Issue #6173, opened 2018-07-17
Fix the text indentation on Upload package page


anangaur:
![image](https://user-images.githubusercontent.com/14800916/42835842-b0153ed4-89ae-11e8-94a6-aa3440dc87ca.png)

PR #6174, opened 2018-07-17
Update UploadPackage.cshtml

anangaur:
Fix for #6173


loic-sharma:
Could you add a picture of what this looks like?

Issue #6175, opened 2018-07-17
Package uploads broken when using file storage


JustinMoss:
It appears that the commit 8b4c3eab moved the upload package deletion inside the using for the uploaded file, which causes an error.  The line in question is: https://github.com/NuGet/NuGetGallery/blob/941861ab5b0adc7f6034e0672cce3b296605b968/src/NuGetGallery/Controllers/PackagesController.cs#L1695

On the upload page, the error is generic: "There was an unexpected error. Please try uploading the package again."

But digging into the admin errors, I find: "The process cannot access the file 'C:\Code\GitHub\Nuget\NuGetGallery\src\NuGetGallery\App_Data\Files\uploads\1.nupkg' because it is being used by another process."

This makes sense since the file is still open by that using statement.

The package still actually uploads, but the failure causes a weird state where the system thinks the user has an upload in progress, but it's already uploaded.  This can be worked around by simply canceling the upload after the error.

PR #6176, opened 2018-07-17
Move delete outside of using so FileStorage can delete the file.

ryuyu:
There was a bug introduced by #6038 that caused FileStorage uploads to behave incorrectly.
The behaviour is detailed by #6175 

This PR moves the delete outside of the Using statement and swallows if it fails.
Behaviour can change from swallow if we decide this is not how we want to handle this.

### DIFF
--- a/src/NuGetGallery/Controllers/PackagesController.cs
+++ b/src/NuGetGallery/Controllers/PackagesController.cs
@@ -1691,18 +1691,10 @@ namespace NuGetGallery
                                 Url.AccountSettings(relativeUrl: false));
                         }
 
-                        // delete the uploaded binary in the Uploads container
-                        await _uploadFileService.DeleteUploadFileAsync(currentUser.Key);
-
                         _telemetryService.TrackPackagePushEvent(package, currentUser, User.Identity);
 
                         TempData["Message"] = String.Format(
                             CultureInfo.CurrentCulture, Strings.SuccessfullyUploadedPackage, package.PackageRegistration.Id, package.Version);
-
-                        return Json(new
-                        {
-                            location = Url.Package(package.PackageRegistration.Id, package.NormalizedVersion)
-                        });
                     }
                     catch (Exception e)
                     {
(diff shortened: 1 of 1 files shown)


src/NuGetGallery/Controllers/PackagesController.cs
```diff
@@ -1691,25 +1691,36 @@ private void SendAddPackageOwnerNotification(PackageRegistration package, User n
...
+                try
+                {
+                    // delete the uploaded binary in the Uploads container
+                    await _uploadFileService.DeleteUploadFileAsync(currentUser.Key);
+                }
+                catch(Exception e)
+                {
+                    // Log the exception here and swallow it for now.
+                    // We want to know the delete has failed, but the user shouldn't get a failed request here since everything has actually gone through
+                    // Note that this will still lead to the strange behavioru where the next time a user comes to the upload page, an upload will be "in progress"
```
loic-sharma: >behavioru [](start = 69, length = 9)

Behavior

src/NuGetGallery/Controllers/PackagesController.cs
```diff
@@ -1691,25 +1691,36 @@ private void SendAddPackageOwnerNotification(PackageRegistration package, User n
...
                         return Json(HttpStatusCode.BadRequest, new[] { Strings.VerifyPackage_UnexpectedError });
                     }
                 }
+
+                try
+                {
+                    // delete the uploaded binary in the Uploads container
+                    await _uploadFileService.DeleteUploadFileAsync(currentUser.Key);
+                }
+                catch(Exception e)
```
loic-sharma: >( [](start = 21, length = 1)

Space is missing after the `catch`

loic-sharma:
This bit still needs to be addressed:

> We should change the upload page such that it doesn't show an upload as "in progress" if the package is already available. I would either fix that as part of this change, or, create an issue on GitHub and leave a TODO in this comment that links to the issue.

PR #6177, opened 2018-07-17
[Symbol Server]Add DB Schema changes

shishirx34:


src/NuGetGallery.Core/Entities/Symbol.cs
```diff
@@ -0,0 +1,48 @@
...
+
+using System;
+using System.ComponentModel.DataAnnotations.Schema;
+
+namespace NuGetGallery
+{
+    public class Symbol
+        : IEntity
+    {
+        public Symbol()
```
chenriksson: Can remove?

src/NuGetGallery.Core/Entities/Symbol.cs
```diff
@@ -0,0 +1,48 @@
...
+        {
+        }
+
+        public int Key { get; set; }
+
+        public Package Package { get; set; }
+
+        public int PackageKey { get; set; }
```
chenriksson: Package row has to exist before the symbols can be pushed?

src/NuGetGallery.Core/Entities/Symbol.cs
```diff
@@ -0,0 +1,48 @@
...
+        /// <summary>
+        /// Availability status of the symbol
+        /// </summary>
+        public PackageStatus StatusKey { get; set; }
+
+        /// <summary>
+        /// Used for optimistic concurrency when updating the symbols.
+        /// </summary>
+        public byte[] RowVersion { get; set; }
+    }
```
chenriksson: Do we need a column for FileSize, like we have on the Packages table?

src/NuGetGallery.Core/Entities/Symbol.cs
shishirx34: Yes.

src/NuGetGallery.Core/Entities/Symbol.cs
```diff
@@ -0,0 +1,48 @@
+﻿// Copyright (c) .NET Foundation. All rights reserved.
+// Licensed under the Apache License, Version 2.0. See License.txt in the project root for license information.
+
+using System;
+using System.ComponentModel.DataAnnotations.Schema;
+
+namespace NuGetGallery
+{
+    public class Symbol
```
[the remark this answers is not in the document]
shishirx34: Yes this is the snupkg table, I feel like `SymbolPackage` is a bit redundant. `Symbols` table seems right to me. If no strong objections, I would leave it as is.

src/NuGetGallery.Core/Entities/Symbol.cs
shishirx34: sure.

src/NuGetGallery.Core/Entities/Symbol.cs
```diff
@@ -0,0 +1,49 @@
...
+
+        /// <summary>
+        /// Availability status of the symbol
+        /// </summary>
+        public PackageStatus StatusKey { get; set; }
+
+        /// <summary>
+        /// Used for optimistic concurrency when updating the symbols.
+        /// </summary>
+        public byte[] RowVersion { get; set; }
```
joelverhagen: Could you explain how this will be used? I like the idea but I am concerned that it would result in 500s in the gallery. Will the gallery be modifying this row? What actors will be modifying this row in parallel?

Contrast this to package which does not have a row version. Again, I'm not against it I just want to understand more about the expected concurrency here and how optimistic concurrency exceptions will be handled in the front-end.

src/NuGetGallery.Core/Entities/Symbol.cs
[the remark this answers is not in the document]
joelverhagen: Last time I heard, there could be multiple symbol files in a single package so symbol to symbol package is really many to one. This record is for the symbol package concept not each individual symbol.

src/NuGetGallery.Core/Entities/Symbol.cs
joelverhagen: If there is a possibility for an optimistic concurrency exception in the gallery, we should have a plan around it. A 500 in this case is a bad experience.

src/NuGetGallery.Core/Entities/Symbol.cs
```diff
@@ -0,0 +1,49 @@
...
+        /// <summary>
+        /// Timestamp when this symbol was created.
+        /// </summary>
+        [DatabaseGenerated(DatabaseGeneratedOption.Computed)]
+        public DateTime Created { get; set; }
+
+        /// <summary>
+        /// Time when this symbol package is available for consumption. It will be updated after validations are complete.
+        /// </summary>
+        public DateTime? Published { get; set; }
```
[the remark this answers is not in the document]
++++++
Exercise description: For each line of the material that includes the word "FileStorage", make a copy.

Exercise answer:
Move delete outside of using so FileStorage can delete the file.
There was a bug introduced by #6038 that caused FileStorage uploads to behave incorrectly.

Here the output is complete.